— DIRECTIONS —
A line belongs in the answer if it contains "this"; copy every such line from the entries below.
● ● ● ●
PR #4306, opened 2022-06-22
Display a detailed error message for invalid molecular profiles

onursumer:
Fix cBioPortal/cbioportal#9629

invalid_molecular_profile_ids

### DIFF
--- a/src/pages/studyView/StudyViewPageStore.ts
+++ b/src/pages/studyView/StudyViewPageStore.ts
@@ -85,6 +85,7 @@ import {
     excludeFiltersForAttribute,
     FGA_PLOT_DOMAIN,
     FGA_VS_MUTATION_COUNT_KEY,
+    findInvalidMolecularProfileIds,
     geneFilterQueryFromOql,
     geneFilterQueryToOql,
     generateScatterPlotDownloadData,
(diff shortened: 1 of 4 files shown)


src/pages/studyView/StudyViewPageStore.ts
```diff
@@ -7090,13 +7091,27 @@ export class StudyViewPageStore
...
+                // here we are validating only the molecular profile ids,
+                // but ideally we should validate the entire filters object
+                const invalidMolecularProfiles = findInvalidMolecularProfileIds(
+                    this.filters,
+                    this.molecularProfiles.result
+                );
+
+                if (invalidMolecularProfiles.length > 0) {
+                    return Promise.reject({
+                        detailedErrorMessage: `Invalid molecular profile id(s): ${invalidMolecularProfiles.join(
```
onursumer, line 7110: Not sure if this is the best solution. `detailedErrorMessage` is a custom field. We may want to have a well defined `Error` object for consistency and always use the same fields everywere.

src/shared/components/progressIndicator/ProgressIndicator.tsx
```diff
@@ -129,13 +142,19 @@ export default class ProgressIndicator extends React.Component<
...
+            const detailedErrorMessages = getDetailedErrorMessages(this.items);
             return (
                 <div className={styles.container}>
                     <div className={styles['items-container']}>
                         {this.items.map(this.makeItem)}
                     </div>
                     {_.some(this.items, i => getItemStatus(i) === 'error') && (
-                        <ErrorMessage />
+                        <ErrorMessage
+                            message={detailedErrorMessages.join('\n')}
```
● ● ● ●
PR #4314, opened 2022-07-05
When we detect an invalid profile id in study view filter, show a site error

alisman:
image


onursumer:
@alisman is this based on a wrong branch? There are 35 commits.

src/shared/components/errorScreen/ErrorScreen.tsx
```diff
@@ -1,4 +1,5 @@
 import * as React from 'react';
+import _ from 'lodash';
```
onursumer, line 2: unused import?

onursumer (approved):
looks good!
● ● ● ●
— SOLVED EXERCISE —
+                    this.filters,
+                    this.molecularProfiles.result
onursumer, line 7110: Not sure if this is the best solution. `detailedErrorMessage` is a custom field. We may want to have a well defined `Error` object for consistency and always use the same fields everywere.
+            const detailedErrorMessages = getDetailedErrorMessages(this.items);
                         {this.items.map(this.makeItem)}
                     {_.some(this.items, i => getItemStatus(i) === 'error') && (
@alisman is this based on a wrong branch? There are 35 commits.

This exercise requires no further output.